* [Action item]
Quote exactly and only this range of lines in the data below: the line that holds "Currently, every change" to the line that holds "- If there is", both included.

========================

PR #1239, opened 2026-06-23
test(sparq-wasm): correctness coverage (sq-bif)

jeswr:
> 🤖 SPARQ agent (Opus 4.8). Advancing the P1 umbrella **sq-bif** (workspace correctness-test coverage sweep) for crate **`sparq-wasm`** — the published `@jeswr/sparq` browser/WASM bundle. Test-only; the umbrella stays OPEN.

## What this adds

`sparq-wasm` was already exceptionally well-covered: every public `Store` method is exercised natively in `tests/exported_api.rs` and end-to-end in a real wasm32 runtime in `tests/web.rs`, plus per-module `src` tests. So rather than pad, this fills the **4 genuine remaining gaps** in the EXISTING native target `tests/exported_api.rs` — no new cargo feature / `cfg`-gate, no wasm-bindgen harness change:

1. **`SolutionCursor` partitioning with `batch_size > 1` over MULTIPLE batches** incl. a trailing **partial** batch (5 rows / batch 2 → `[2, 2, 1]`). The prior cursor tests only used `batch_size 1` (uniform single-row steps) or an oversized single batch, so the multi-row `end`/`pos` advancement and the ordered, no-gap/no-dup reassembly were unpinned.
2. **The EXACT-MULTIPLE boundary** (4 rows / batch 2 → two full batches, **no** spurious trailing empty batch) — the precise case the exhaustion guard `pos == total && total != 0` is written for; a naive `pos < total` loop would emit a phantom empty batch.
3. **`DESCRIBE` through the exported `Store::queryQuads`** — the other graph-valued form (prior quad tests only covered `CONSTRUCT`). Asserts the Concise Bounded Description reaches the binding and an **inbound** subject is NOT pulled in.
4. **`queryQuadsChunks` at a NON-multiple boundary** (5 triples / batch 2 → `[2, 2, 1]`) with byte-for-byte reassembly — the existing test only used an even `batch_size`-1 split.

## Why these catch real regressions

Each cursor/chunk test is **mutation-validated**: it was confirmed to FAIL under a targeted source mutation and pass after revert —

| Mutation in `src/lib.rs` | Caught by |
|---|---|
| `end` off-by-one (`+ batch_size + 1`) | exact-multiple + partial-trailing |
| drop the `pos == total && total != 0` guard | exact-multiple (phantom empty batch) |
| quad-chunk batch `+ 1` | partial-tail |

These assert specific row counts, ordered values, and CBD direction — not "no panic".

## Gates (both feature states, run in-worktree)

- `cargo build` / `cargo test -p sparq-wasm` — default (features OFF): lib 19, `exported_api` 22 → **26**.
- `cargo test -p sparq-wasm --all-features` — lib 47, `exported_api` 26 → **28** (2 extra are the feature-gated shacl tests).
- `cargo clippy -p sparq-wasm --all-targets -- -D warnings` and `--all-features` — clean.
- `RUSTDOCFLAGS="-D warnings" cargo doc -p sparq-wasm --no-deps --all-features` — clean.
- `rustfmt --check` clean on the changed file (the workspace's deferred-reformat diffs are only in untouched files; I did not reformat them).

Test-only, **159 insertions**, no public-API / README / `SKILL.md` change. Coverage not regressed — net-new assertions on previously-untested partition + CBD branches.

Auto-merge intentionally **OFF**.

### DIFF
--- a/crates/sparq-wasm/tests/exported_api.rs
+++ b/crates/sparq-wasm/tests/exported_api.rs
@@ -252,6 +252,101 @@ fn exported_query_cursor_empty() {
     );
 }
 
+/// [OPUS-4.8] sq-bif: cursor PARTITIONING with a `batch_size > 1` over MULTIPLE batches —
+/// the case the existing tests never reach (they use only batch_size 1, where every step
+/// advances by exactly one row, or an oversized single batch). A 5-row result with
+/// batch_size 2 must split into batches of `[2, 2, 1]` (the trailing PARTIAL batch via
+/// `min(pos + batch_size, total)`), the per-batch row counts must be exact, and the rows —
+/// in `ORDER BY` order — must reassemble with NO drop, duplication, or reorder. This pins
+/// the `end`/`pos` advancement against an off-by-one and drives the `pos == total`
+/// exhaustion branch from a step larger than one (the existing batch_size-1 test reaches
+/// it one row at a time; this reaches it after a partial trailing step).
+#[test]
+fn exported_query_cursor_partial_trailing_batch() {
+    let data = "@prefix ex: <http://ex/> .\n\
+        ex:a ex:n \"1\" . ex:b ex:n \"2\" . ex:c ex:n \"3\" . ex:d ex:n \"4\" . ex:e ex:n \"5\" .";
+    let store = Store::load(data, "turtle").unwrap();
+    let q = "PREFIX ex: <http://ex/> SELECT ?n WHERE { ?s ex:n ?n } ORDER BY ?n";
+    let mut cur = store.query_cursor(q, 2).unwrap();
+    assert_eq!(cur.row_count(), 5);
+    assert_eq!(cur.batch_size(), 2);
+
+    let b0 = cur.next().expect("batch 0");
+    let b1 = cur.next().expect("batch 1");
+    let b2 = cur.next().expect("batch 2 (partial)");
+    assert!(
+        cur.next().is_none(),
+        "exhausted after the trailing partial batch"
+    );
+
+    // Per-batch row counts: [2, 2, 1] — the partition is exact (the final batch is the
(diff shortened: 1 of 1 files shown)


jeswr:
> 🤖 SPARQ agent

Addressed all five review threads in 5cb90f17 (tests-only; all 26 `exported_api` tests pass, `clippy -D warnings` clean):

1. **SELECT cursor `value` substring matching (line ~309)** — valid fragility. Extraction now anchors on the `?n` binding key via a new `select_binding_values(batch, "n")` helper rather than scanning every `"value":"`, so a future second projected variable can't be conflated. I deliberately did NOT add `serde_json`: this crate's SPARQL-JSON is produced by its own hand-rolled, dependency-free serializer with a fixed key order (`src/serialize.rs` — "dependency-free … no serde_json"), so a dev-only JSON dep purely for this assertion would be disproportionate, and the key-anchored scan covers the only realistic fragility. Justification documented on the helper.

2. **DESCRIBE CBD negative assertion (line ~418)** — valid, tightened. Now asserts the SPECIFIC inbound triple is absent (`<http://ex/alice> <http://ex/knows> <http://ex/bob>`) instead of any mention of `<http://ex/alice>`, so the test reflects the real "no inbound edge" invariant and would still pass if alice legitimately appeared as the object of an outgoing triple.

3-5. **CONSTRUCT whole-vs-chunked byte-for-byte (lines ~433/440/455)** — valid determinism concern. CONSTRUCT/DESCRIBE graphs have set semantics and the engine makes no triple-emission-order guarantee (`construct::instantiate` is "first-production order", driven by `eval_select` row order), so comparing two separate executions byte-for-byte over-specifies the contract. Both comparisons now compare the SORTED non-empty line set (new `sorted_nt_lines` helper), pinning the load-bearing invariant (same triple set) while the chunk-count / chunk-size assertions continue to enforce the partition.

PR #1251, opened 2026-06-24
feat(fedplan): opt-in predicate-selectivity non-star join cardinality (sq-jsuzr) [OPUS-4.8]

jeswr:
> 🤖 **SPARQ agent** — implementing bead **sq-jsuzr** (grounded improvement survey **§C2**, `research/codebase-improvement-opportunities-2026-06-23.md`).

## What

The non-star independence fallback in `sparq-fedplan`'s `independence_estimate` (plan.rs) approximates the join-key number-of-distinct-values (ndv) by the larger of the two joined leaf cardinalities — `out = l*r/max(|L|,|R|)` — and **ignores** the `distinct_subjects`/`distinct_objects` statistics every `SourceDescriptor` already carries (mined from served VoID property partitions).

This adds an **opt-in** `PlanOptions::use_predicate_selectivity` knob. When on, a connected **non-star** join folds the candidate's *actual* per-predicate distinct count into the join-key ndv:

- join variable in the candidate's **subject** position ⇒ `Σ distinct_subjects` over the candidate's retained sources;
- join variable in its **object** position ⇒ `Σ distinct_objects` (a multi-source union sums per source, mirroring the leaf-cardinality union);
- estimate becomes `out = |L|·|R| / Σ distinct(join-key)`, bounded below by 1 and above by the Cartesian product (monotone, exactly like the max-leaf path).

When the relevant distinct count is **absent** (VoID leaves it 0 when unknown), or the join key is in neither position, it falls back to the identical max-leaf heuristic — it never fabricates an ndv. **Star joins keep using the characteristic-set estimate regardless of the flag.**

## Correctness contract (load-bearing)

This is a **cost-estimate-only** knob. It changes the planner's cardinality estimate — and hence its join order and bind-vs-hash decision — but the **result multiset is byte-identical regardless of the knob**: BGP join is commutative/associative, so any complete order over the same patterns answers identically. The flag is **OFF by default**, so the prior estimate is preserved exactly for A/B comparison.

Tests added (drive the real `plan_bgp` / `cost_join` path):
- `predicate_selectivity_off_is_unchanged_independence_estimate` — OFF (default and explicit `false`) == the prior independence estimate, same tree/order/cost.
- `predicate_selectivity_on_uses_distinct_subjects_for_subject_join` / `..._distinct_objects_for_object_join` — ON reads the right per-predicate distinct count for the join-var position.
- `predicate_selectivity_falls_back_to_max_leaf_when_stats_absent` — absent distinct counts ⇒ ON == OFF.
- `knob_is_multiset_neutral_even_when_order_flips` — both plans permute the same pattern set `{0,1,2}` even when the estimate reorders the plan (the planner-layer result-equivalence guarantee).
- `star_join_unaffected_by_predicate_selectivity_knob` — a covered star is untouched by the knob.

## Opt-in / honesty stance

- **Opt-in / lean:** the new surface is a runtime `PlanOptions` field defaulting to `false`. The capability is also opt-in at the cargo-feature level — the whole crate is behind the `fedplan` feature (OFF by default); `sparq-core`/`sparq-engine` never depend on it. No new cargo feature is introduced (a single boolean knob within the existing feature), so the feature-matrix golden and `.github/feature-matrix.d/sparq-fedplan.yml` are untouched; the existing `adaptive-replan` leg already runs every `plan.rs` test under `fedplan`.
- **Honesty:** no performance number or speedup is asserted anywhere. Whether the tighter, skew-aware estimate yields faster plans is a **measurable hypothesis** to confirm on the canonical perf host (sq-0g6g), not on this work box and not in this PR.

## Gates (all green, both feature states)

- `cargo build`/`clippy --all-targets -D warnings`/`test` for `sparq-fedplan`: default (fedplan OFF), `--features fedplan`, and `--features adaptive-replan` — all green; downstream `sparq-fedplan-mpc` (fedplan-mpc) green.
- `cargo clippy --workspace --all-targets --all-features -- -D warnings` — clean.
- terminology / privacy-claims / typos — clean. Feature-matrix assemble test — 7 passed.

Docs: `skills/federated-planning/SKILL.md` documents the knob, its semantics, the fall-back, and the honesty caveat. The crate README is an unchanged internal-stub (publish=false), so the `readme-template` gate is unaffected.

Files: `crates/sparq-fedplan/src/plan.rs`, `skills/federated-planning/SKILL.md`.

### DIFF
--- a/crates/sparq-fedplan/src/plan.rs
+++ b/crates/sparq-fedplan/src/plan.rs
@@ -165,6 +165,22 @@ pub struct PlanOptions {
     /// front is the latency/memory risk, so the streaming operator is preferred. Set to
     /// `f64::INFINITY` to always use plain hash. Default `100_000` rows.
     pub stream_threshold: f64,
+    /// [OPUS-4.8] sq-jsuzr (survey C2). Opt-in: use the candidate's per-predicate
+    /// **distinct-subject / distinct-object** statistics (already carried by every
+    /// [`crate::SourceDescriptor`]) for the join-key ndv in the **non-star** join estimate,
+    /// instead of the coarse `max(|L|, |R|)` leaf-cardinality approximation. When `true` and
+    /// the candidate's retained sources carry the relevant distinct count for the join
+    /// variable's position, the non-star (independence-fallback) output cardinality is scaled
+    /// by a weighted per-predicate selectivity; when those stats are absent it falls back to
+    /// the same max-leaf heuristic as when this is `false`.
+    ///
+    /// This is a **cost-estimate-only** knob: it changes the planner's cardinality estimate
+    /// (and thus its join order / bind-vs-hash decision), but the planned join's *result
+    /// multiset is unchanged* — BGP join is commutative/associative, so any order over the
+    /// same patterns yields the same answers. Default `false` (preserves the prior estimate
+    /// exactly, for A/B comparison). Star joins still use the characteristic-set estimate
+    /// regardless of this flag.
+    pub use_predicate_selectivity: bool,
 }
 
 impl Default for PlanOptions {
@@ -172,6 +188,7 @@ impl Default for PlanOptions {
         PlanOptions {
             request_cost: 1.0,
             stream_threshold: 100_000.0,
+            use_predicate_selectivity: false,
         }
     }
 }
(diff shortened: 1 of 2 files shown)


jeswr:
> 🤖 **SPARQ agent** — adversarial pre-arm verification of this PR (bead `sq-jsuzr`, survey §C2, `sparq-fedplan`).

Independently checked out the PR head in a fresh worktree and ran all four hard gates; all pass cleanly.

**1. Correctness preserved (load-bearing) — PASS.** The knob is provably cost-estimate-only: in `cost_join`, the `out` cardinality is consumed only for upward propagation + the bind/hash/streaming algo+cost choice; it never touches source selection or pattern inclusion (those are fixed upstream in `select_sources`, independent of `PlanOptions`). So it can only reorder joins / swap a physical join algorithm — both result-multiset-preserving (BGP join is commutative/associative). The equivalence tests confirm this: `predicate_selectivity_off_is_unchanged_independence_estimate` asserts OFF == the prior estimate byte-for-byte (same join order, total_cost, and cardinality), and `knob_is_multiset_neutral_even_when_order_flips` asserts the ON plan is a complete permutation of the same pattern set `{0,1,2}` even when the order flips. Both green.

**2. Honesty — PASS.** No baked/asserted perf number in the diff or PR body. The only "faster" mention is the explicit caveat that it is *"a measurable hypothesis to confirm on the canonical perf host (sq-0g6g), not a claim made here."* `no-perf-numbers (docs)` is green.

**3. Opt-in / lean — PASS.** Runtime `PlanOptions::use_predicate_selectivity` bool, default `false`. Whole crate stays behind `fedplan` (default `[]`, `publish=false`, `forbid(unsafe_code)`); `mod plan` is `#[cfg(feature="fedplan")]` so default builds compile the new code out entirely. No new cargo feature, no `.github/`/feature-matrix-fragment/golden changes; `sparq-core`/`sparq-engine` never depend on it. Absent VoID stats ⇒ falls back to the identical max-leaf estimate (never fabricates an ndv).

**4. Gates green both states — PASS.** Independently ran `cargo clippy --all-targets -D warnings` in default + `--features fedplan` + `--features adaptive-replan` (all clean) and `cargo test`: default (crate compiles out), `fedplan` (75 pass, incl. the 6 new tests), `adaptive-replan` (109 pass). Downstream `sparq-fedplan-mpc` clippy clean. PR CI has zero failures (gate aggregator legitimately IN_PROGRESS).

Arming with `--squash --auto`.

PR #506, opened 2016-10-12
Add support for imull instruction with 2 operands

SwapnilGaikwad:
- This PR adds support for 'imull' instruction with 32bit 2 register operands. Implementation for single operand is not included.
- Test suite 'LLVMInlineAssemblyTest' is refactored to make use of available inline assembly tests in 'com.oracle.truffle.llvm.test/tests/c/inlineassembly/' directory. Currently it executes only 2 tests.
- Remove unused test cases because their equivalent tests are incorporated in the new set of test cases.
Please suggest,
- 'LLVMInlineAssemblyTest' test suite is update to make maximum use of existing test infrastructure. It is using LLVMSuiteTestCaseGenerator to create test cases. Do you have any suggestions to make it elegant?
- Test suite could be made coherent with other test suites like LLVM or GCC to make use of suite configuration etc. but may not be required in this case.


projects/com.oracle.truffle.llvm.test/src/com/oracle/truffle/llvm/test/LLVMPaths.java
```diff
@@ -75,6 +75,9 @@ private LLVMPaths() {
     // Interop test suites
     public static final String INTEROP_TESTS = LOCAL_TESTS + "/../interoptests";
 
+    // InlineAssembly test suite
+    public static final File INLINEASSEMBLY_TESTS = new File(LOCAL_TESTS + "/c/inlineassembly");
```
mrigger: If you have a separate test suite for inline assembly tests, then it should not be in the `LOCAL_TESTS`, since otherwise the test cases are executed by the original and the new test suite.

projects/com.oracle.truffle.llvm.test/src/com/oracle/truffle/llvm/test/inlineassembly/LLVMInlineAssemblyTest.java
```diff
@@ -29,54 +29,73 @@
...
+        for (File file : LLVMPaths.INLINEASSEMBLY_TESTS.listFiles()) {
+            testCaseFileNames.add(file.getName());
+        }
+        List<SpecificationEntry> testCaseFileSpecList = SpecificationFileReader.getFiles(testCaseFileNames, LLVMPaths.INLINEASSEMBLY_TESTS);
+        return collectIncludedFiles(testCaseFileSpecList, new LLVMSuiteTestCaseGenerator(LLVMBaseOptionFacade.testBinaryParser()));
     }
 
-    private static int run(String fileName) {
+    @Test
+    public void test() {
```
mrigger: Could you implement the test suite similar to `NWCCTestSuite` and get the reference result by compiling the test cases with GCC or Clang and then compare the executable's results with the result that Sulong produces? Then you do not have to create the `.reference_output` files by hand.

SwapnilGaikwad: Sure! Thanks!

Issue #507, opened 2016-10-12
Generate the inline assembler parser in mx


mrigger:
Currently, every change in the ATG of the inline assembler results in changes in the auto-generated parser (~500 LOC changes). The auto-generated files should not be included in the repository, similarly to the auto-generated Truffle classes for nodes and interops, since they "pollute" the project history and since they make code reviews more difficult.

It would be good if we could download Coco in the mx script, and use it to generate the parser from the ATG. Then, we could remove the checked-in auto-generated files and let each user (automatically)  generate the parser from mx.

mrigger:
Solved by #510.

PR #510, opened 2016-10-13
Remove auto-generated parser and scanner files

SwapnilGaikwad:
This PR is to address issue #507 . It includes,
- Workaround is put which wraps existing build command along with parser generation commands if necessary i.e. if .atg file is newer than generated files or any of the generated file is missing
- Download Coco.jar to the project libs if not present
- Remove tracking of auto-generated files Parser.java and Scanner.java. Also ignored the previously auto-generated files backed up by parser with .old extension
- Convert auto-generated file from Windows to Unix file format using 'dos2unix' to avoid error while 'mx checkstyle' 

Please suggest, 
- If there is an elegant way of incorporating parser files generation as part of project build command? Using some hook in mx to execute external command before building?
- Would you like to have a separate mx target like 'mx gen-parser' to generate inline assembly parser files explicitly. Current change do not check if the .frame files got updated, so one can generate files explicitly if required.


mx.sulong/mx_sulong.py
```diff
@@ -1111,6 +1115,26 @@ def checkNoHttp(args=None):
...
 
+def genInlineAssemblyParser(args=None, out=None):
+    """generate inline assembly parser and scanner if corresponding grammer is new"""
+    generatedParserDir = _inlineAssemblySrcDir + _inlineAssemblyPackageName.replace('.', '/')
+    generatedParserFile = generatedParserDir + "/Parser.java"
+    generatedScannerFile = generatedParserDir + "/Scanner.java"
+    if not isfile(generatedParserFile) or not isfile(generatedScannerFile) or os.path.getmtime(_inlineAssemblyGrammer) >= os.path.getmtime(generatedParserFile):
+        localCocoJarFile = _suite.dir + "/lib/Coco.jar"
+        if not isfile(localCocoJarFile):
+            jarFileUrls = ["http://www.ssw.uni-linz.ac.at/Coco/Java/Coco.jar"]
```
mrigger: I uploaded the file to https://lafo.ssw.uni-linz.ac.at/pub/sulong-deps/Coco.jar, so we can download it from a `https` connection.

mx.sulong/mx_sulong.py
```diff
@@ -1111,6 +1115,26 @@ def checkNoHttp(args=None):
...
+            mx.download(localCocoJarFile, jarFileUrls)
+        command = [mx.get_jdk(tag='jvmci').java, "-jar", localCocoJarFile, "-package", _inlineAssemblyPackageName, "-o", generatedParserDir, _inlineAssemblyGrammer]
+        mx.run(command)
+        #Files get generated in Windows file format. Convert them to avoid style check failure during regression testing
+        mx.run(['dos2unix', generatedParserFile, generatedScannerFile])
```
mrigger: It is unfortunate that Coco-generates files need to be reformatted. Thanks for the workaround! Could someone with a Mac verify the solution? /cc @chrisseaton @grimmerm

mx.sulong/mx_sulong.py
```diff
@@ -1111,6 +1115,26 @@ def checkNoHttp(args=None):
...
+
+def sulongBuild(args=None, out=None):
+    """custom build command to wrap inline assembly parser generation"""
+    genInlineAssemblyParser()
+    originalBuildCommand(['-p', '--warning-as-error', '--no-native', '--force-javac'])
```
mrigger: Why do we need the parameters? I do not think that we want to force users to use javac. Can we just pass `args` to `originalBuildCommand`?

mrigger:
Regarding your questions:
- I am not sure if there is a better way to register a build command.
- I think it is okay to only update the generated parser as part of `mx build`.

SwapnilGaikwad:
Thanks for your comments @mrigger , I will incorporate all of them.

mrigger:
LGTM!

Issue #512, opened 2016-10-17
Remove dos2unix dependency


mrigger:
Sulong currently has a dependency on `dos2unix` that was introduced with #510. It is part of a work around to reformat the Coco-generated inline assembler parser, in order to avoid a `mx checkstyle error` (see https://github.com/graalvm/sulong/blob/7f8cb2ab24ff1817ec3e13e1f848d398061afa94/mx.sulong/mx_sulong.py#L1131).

========================

* [Output below]
Currently, every change in the ATG of the inline assembler results in changes in the auto-generated parser (~500 LOC changes). The auto-generated files should not be included in the repository, similarly to the auto-generated Truffle classes for nodes and interops, since they "pollute" the project history and since they make code reviews more difficult.

It would be good if we could download Coco in the mx script, and use it to generate the parser from the ATG. Then, we could remove the checked-in auto-generated files and let each user (automatically)  generate the parser from mx.

mrigger:
Solved by #510.

PR #510, opened 2016-10-13
Remove auto-generated parser and scanner files

SwapnilGaikwad:
This PR is to address issue #507 . It includes,
- Workaround is put which wraps existing build command along with parser generation commands if necessary i.e. if .atg file is newer than generated files or any of the generated file is missing
- Download Coco.jar to the project libs if not present
- Remove tracking of auto-generated files Parser.java and Scanner.java. Also ignored the previously auto-generated files backed up by parser with .old extension
- Convert auto-generated file from Windows to Unix file format using 'dos2unix' to avoid error while 'mx checkstyle' 

Please suggest, 
- If there is an elegant way of incorporating parser files generation as part of project build command? Using some hook in mx to execute external command before building?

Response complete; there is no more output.